Assim Kuntīdevī ora a Kṛṣṇa para que Ele a favoreça com Sua misericórdia, de maneira que ela se apegue a Ele. Não podemos aumentar nosso apego a Kṛṣṇa sem a misericórdia de Kṛṣṇa. Não podemos nos tornar devotos sem a misericórdia de Kṛṣṇa; por conseguinte, precisamos apenas servir Kṛṣṇa, porque, mediante tal serviço, Kṛṣṇa ficará satisfeito.

Kṛṣṇa não precisa do serviço de ninguém, porque Ele é perfeito em Si mesmo. Entretanto, se Lhe prestarmos serviço de todo o coração e com sinceridade, então, por Sua misericórdia, avançaremos. Sevonmukhe hi jihvādau svayam eva sphuraty adaḥ. Deus revelar-Se-á a nós. Não podemos ver Deus com nossos olhos grosseiros. Como, então, podemos vê-lO? Premāñjana-cchurita-bhakti-vilocanena/ santaḥ sadaiva hṛdayeṣu vilokayanti (Brahma-saṁhitā 5.38). É preciso untar os olhos com o unguento do amor; assim Kṛṣṇa Se revelará. Kṛṣṇa aparecerá realmente perante nós.

Quando Dhruva Mahārāja estava executando penitências e meditando na forma de Viṣṇu em seu coração, a forma de Viṣṇu desapareceu repentinamente, e sua meditação foi interrompida. Ao abrir seus olhos, Dhruva Mahārāja enxergou Viṣṇu diante dele. Assim como Dhruva Mahārāja, devemos sempre pensar em Kṛṣṇa, e, ao atingirmos a perfeição, veremos Kṛṣṇa diante de nós. Este é o processo. Não devemos ser apressados. Devemos esperar que o momento amadureça. Evidentemente é bom ansiar por ver Kṛṣṇa, mas não devemos nos desanimar se não O vemos imediatamente. A mulher que se casar e desejar um filho logo, ficará desapontada. Não é possível ter um filho imediatamente. Ela precisará esperar. De forma semelhante, não devemos pensar que, só por estarmos ocupados em consciência de Kṛṣṇa, poderemos ver Kṛṣṇa imediatamente. Porém, temos de ter fé que chegaremos a vê-lO. Precisamos ter fé firme de que, por estarmos ocupados na consciência de Kṛṣṇa, seremos capazes de ver Kṛṣṇa diretamente. Não devemos ficar desapontados. Devemos continuar com nossas atividades conscientes de Kṛṣṇa e chegará o momento em que veremos Kṛṣṇa, da mesma forma que Kuntīdevī O vê diretamente. Não há dúvida quanto a isso.

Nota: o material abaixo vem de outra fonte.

PR #54, opened 2026-06-18
feat(tools): session_search tool with FTS5-backed chat search

cyzus:
## Summary

Adds a **`session_search`** tool so the agent can recall and navigate past chat
sessions, plus the shared **FTS5 full-text search infrastructure** it runs on — which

Na Bhagavad-gītā, declara-se que, mesmo que alguém se comporte um pouco mal, deve ser considerado santo caso esteja ocupado firmemente a serviço de Kṛṣṇa. Às vezes, os devotos americanos e europeus são criticados, porque cometem enganos e se desviam um pouco do sistema de adoração que é realizado na Índia, mas, apesar disso, segundo a Bhagavad-gītā, eles devem ser considerados santos. Basta fixarmos nossa mente em servir Kṛṣṇa sincera e seriamente, e então, mesmo que haja algum engano, Kṛṣṇa perdoará.

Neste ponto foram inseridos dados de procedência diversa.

PR #55, opened 2026-06-18
fix(db): keep sidebar message summary consistent across rollbacks

cyzus:
## Summary

Fixes the stale **sidebar message count** bug surfaced during the session_search work
(#54), where a chat could show e.g. "0 messages" despite having replies.

## Root cause

The cached sidebar summary (visible count + preview) lives in `chat.config`.
`list_chats` trusts the stored value and only recomputes it when it's **missing**
([chats.py](../blob/main/src/suzent/database/chats.py)). Every write path *in* `chats.py`
refreshes the summary — but two rollback paths rewrote `chat.messages` **directly**,
bypassing the refresh:

- retry checkpoint restore — `core/retry.py`
- heartbeat no-op rollback — `core/heartbeat.py`

After either ran, the stored summary kept its pre-rollback value forever.

## Fix

- New `ChatOperationsMixin.rewrite_chat_messages()` — replaces the message list while
  refreshing the summary **and** the FTS index (and optionally `agent_state` /
  `turn_count`). Both rollback paths now route through it instead of assigning
  `chat.messages` raw.
- One-time startup repair `_repair_stale_chat_summaries()` — recomputes every chat's
  summary once and persists any that drifted, guarded by a config-blob flag so it runs
  a single time. (Verified it corrected the real stale session from #54: 0 → 3.)

The count **metric** is unchanged (assistant replies with visible text); only its
staleness is fixed.

## Tests

`tests/integration/test_chat_summary_consistency.py` — summary refresh on rewrite,
`turn_count` delta, list_chats consistency after rollback, the one-time repair fixing a
stale count, and the repair being a no-op on second run. Existing DB / search /
heartbeat / postprocess suites still pass.

### DIFF
--- a/src/suzent/core/heartbeat.py
+++ b/src/suzent/core/heartbeat.py
@@ -367,21 +367,19 @@ class HeartbeatRunner(BaseBrain):
     def _rollback_heartbeat_messages(self, chat_id: str, original_count: int, db):
         """Remove the heartbeat prompt and Ok response if no action was needed."""
         try:
-            from sqlmodel import Session
-            from sqlalchemy.orm.attributes import flag_modified
-            from suzent.database import ChatModel
-
-            with Session(db.engine) as session:
-                chat = session.get(ChatModel, chat_id)
-                if chat and len(chat.messages) > original_count:
-                    extra = len(chat.messages) - original_count
-                    chat.messages = chat.messages[:original_count]
-                    chat.turn_count = max(0, (chat.turn_count or 0) - 1)
-                    flag_modified(chat, "messages")
-                    session.commit()
-                    logger.debug(
-                        f"Rolled back {extra} heartbeat messages from chat {chat_id}"
-                    )
+            chat = db.get_chat(chat_id)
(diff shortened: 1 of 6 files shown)


cyzus:
Thanks — addressed both in `991e863`:

- **P1 (restore NULL agent_state):** `rewrite_chat_messages` now uses an `_UNSET` sentinel for `agent_state`, so omitting it (heartbeat rollback) leaves stored state untouched, while passing `agent_state=None` (a first-turn retry checkpoint) actually restores NULL. Retry passes it explicitly. Tests: `test_rewrite_can_restore_null_agent_state`, `test_rewrite_omitting_agent_state_leaves_it_untouched`.
- **P2 (DB-local marker):** the one-time repair marker now lives in a `schema_meta` table inside chats.db (via `_get/_set_schema_meta`) instead of the synced config.yaml, so a marker from one device can't suppress repair of another device's independent chats.db.

cyzus (commented):
lgtm

PR #139, opened 2026-08-26
fix: address repository context review feedback

cyzus:
## Summary
- scope loaded repository context and request completion to the active chat
- return repository instructions even when memory is disabled or unavailable
- add the missing Tools tab translations in both locales
- show localized project-context save errors while keeping the editor open

Addresses the delayed automated review feedback on #136 and #137.

## Validation
- frontend build
- 206 frontend tests
- 1,475 non-sandbox backend tests
- 6 focused route tests
- formatting and lint checks


cyzus:
@codex review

Rupa Gosvāmī diz, tasmāt kenāpy upāyena manaḥ kṛṣṇe niveśayet: antes de mais nada, devemos fixar a mente em Kṛṣṇa, após o que surgirá de forma automática a capacidade de seguir as outras regras e regulações. No início devemos tentar, da melhor forma possível, fixar a mente nos pés de lótus de Kṛṣṇa, e daí tudo o mais ficará perfeito automaticamente.

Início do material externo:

PR #162, opened 2026-09-02
fix(security): make system-reminder boundaries unforgeable

cyzus:
## Problem

The delimiters marking hidden reminder blocks — `U+E203`/`U+E204` and `<system-reminder>` — are public constants. Any text that reaches the model could carry a byte-identical block and be read as trusted out-of-band context.

Tool output is the sharp end. A fetched web page, a file read, or an MCP server response is attacker-influenceable, and `STATIC_INSTRUCTIONS` explicitly tells the model to trust these blocks and act on them without mentioning them to the user. That is a prompt-injection path with the user kept in the dark.

A second, smaller issue: `strip_system_reminders()` hid *any* look-alike block from the UI, including one a user typed themselves — so forged content could be visible to the model and invisible in the transcript.

## What this does not change

Reminders stay in `UserPromptPart`. That placement is deliberate and correct: the system prompt is the prompt-cache prefix and must stay stable, so per-turn volatile context (RAG hits, plan state, skill catalog) belongs at the tail of the user message. Moving reminders to a system-role message would invalidate the cached prefix every single turn. This PR fixes the forgeable boundary without touching the layout.

## Approach

1. **Per-process token.** Every reminder we author embeds `RUNTIME_NONCE`, so a genuine block cannot be produced by anything that cannot read this process's memory.
2. **Ingress sanitizing** (`sanitize_untrusted_text`) on user messages and attachment text, before the genuine reminder is appended.
3. **Tool results** go through a history processor — the only chokepoint, since pydantic-ai builds `ToolReturnPart` internally. Registered *before* the compaction processor so forged delimiters can't slip through folded into a summary.

Delimiters are replaced with a visible `[reminder-delimiter]` marker rather than deleted: the text stays intelligible, the attempt stays auditable, and nothing the user wrote disappears.

The token is defence in depth, not the primary control — it lands in persisted history, so anyone who can read a raw transcript can learn it. Sanitizing is what actually holds. The code says so where it matters.

## One coupling worth flagging in review

Display still strips *untokenized* blocks, because histories written before this change have none, and those reminders must keep staying hidden. That is only safe because ingress sanitizing guarantees a surviving delimiter is runtime-authored. If someone later removes the ingress step, `strip_system_reminders()` silently starts hiding text users actually typed. The docstring records this; a reviewer may reasonably want it enforced by something stronger than a comment.

## Tests

9 new cases in `tests/core/test_system_reminder.py`: forged PUA and XML blocks at ingress, forged blocks in tool output, correct-token forgery, user-typed delimiters staying visible, legacy and other-process reminders staying hidden, and clean tool output plus genuine reminders passing through untouched.

Full suite: 1647 passed. `ruff check` and `ruff format` clean.

## Context

From the P0 in `docs/03-developing/system-prompt-and-reminder-audit.md`. A follow-up PR covers P1-0 (cached agents serving stale core memory).

### DIFF
--- a/src/suzent/acp/runtime.py
+++ b/src/suzent/acp/runtime.py
@@ -236,6 +236,16 @@ async def stream_acp_turn(
     file_context = _build_acp_file_context(file_mentions, files)
     if file_context:
         message = f"{file_context}\n\n{message}" if message else file_context
+        # File annotations interpolate caller-supplied paths, so the assembled
+        # prompt is untrusted again even though `message` was already clean.
+        # Sanitizing the finished string rather than only its parts is the point:
+        # anything later prepended or appended here is covered without having to
+        # remember it. Idempotent, so the already-clean portion is unaffected.
+        message = (
+            sanitize_incoming_prompt(message)
+            if runtime_authored
+            else sanitize_untrusted_text(message)
+        )
 
     # Binary uploads can't be forwarded over the text-only ACP prompt channel.
     if files:
--- a/src/suzent/acp/runtime.py
+++ b/src/suzent/acp/runtime.py
@@ -170,6 +170,7 @@ async def stream_acp_turn(
     *,
     files: list[Any] | None = None,
     file_mentions: list[Any] | None = None,
+    runtime_authored: bool = False,
 ) -> AsyncGenerator[str, None]:
     db = get_database()
     chat = db.get_chat(chat_id)
@@ -189,6 +190,7 @@ async def stream_acp_turn(
     from suzent.core.system_reminder import (
         extract_system_reminder_display_trigger,
         sanitize_incoming_prompt,
+        sanitize_untrusted_text,
         strip_system_reminders,
     )
 
@@ -205,8 +207,20 @@ async def stream_acp_turn(
     # would lose text the user meant to send, and a message that was nothing but
     # a block would empty out and slip past the truthiness check below as a blank
     # turn.
+    #
+    # Provenance comes from *runtime_authored*, never from the token in the text.
+    # RUNTIME_NONCE is embedded in every reminder the model reads, so it is a
+    # bearer token the untrusted side can observe and replay: honouring it on
+    # externally supplied input would let a message that echoes it back be
+    # treated as runtime context and vanish from the transcript. Only the
+    # internal caller that built the reminder may claim that status, and it says
+    # so on the call rather than in the string.
     if message:
-        message = sanitize_incoming_prompt(message)
+        message = (
+            sanitize_incoming_prompt(message)
+            if runtime_authored
+            else sanitize_untrusted_text(message)
+        )
     user_message = message
 
     display_trigger = extract_system_reminder_display_trigger(user_message)
@@ -404,9 +418,13 @@ async def run_acp_turn_text(
     message: str,
     config_override: dict[str, Any] | None = None,
     stream_queue: Any | None = None,
+    *,
+    runtime_authored: bool = False,
 ) -> str:
     text = ""
-    async for chunk in stream_acp_turn(chat_id, message, config_override):
+    async for chunk in stream_acp_turn(
+        chat_id, message, config_override, runtime_authored=runtime_authored
+    ):
         if stream_queue is not None:
             await stream_queue.put(chunk)
         if chunk.startswith("data: "):
--- a/src/suzent/acp/runtime.py
+++ b/src/suzent/acp/runtime.py
@@ -186,11 +186,22 @@ async def stream_acp_turn(
     # Only the agent sees that annotation; the transcript keeps what the user
     # typed. Comparing the annotated text against the stored row defeated the
     # duplicate check below and persisted the message twice.
-    user_message = message
     from suzent.core.system_reminder import (
         extract_system_reminder_display_trigger,
+        sanitize_stored_user_prompt,
         strip_system_reminders,
     )
+
+    # Sanitize before deriving the transcript *and* before running the turn, so
+    # the two cannot disagree. Without this, a message wrapping its payload in a
+    # nonce-shaped reminder block strips to nothing visible and persists only its
+    # own chosen display trigger, while the raw text still reaches
+    # _stream_prompt() below — a prompt that executes but is misrepresented in
+    # the audit transcript. Runtime-authored blocks carry our token and survive,
+    # so genuine cron and heartbeat triggers still render as trigger rows.
+    if message:
+        message = sanitize_stored_user_prompt(message)
+    user_message = message
 
     display_trigger = extract_system_reminder_display_trigger(user_message)
     visible_user_message = strip_system_reminders(user_message)
--- a/src/suzent/acp/runtime.py
+++ b/src/suzent/acp/runtime.py
@@ -188,7 +188,7 @@ async def stream_acp_turn(
     # duplicate check below and persisted the message twice.
     from suzent.core.system_reminder import (
         extract_system_reminder_display_trigger,
-        sanitize_stored_user_prompt,
+        sanitize_incoming_prompt,
         strip_system_reminders,
     )
 
@@ -199,8 +199,14 @@ async def stream_acp_turn(
     # _stream_prompt() below — a prompt that executes but is misrepresented in
     # the audit transcript. Runtime-authored blocks carry our token and survive,
     # so genuine cron and heartbeat triggers still render as trigger rows.
+    #
+    # The ingress variant, not the history one: this message is being sent now,
+    # so forged delimiters are escaped in place rather than deleted. Dropping
+    # would lose text the user meant to send, and a message that was nothing but
+    # a block would empty out and slip past the truthiness check below as a blank
+    # turn.
     if message:
-        message = sanitize_stored_user_prompt(message)
+        message = sanitize_incoming_prompt(message)
     user_message = message
 
     display_trigger = extract_system_reminder_display_trigger(user_message)
--- a/src/suzent/agent_manager.py
+++ b/src/suzent/agent_manager.py
@@ -365,7 +365,14 @@ def create_agent(
     )
     from suzent.tools.capability import RegisteredToolCapability
 
+    from suzent.core.system_reminder import (
+        make_tool_output_sanitizer_history_processor,
+    )
+
     capabilities = [
+        # Sanitizer first: it must neutralize forged reminder delimiters before
+        # compaction folds tool output into a summary that we can no longer inspect.
+        ProcessHistory(make_tool_output_sanitizer_history_processor()),
         ProcessHistory(make_compaction_history_processor()),
         ToolSearch(),
     ]
--- a/src/suzent/core/agent_inbox.py
+++ b/src/suzent/core/agent_inbox.py
@@ -296,6 +296,9 @@ class AgentInboxDispatcher:
                     else delivered_content,
                     config_override,
                     None,
+                    # This text was wrapped by us a line ago; the flag is the
+                    # provenance, since the token inside it proves nothing.
+                    runtime_authored=is_subagent_result,
                 )
             else:
                 await ChatProcessor().process_background_turn(
--- a/src/suzent/core/chat_processor.py
+++ b/src/suzent/core/chat_processor.py
@@ -782,7 +782,17 @@ class ChatProcessor:
                 )
 
         # --- System Reminder Injection (includes per-turn RAG hook when memory enabled) ---
-        from suzent.core.system_reminder import build_combined_reminder
+        from suzent.core.system_reminder import (
+            build_combined_reminder,
+            sanitize_untrusted_text,
+        )
+
+        # Neutralize reminder delimiters in everything we did not author, before
+        # the genuine reminder is appended below. Otherwise a user message or an
+        # attachment carrying its own delimiters would be indistinguishable from
+        # runtime context once concatenated.
+        message_content = sanitize_untrusted_text(message_content)
+        attachment_context = sanitize_untrusted_text(attachment_context)
 
         # Pass the raw user message so per-turn hooks (e.g. dynamic RAG retrieval)
         # are invoked. Heartbeats and pure tool-resume turns pass None so those
--- a/src/suzent/core/chat_processor.py
+++ b/src/suzent/core/chat_processor.py
@@ -413,6 +413,20 @@ def _stripped_image_reminder(virtual_paths: list[str]) -> str | None:
     )
 
 
+def build_steering_text(steer_message: str) -> str:
+    """Render an interruption into the prompt text appended to history.
+
+    Steering re-enters ``process_turn`` with an empty ``message_content``, so the
+    ingress sanitizer there never sees this string, and the tool-output processor
+    deliberately skips ``UserPromptPart``. This is the only place it can be
+    sanitized, which is why the wrapping lives in one testable function rather
+    than inline at the call site.
+    """
+    from suzent.core.system_reminder import sanitize_untrusted_text
+
+    return f"[User interrupted to redirect]: {sanitize_untrusted_text(steer_message)}"
+
+
 class ChatProcessor:
     """Encapsulates the lifecycle of a single conversation turn."""
 
@@ -1536,7 +1550,7 @@ class ChatProcessor:
         # 4. Append steering message
         from pydantic_ai.messages import ModelRequest, UserPromptPart
 
-        steering_text = f"[User interrupted to redirect]: {steer_message}"
+        steering_text = build_steering_text(steer_message)
         message_history.append(
             ModelRequest(parts=[UserPromptPart(content=steering_text)])
         )
--- a/src/suzent/core/context_compressor.py
+++ b/src/suzent/core/context_compressor.py
@@ -722,6 +722,15 @@ class ContextCompressor:
                 )
             ]
         )
+        # The summary is model output derived from tool content an attacker may
+        # control, so it can be steered into emitting literal reminder
+        # delimiters — including by reassembling them from an escaped form. It is
+        # inserted after the sanitizing history processor has run and lands in
+        # persisted history, so it is neutralized here at the point of creation.
+        from suzent.core.system_reminder import sanitize_untrusted_text
+
+        summary = sanitize_untrusted_text(summary)
+
         summary_response = ModelResponse(
             parts=[
                 TextPart(
--- a/src/suzent/core/system_reminder.py
+++ b/src/suzent/core/system_reminder.py
@@ -378,6 +378,41 @@ _ANY_XML_TOKENED_BLOCK_RE = re.compile(
 )
 
 
+def _split_preserving_own_blocks(text: str, handle_span) -> str:
+    """Apply *handle_span* to everything except blocks bearing our own token.
+
+    Both callers need the same split — keep what this process authenticated,
+    treat the rest as untrusted — and differ only in what "treat" means.
+    """
+    if not text:
+        return text
+    out = []
+    last = 0
+    for match in _OWN_BLOCK_RE.finditer(text):
+        out.append(handle_span(text[last : match.start()]))
+        out.append(match.group(0))
+        last = match.end()
+    out.append(handle_span(text[last:]))
+    return "".join(out)
+
+
+def sanitize_incoming_prompt(text: str) -> str:
+    """Neutralize forged delimiters in a message arriving now, losing nothing.
+
+    The ingress counterpart to ``sanitize_stored_user_prompt``. The difference is
+    deliberate: stored history may contain machine-authored blocks from earlier
+    processes that are stale and safe to drop, but a message being sent right now
+    is the user's, and deleting part of it loses words they meant to send. Paste
+    a raw reminder block in to ask about it and you should see it echoed back
+    escaped, not silently swallowed — and if it was the whole message, not turned
+    into an empty turn.
+
+    Blocks carrying our token are preserved, so a runtime-authored cron or
+    heartbeat prompt still arrives intact.
+    """
+    return _split_preserving_own_blocks(text, sanitize_untrusted_text)
+
+
 def sanitize_stored_user_prompt(text: str) -> str:
     """Make a user prompt restored from history safe to send again.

Kuntīdevī chama Kṛṣṇa de Madhupati. Kṛṣṇa tem milhares de nomes, e o nome Madhupati indica que Ele matou um demônio chamado Madhu. A consciência de Kṛṣṇa é comparada a um rio, mas não a um rio comum. É como o rio Ganges, que é muito puro e está diretamente ligado a Kṛṣṇa. Kuntīdevī ora para que, assim como o Ganges flui em direção ao mar, a atração dela flua incessantemente em direção aos pés de lótus de Kṛṣṇa. Isto chama-se ananya-bhakti, devoção pura. Assim, Kuntīdevī ora para que sua atração por Kṛṣṇa flua sem obstáculos.